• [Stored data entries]
PR #590, opened 2018-09-07
wrapped meter_manager in Python, with support for printing meter_report

akuesters:
Also added a simple test profiler.py in Python/test for printing


python/context.cpp
```diff
@@ -15,10 +16,10 @@
 namespace arb {
 namespace py {
 
-struct context_shim {
+/*struct context_shim {
```
bcumming: Remove these commented out lines completely.

python/profiler.cpp
```diff
@@ -0,0 +1,56 @@
...
+    // metering
+    //
+    pybind11::class_<arb::profile::meter_manager> meter_manager(m, "meter_manager");
+
+    meter_manager
+        .def(pybind11::init<>())
+
+        // Need to use shimming of context due to pybind11 complaining about incomplete type of execution_cntext  
+        .def("start", [](arb::profile::meter_manager& manager, const arb::py::context_shim& ctx){\
+            manager.start(ctx.context);\
```
bcumming: You don't need the `\` on the end of split lines in C++. It is only every used when splitting strings over multiple lines.

python/profiler.cpp
```diff
@@ -0,0 +1,56 @@
...
+    //
+    pybind11::class_<arb::profile::meter_report> meter_report(m, "meter_report");
+
+    meter_report
+        .def("__str__", [](const arb::profile::meter_report& report){\
+            std::stringstream s;
+            s << "meter report:\n";
+            s << report;
+            return s.str();
+            //return "<pyarb.meter_report>";
```
bcumming: Remove this commented out line, and the one below for `__repr__`.

python/profiler.cpp
```diff
@@ -0,0 +1,56 @@
...
+        })
+        .def("__repr__", [](const arb::profile::meter_report& report){\
+            std::stringstream s;
+            s << "meter report:\n";
+            s << report;
+            return s.str();
+            //return "<pyarb.meter_report>";
+        });
+
+    m.def("make_meter_report", [](const arb::profile::meter_manager& manager, const arb::py::context_shim& ctx){\
```
bcumming: I would indent this as follows:

```C++
    m.def("make_meter_report",
        [](const arb::profile::meter_manager& manager, const arb::py::context_shim& ctx){
            return arb::profile::make_meter_report(manager, ctx.context);
        },
        "manager"_a,
        "context"_a,
        "Generate a meter_report from a set of meters.");
```

The `"manager"_a` and `"context"_a` are "string literals" that are short hand for `pybind11::arg("manager")`.
You can enable them by putting this on the first line of the `register_profilers` function:

```C++
```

• [PROBLEM]
Look over the records above and copy each line that includes the string "struct".

• [ANSWER BELOW]
-struct context_shim {
+/*struct context_shim {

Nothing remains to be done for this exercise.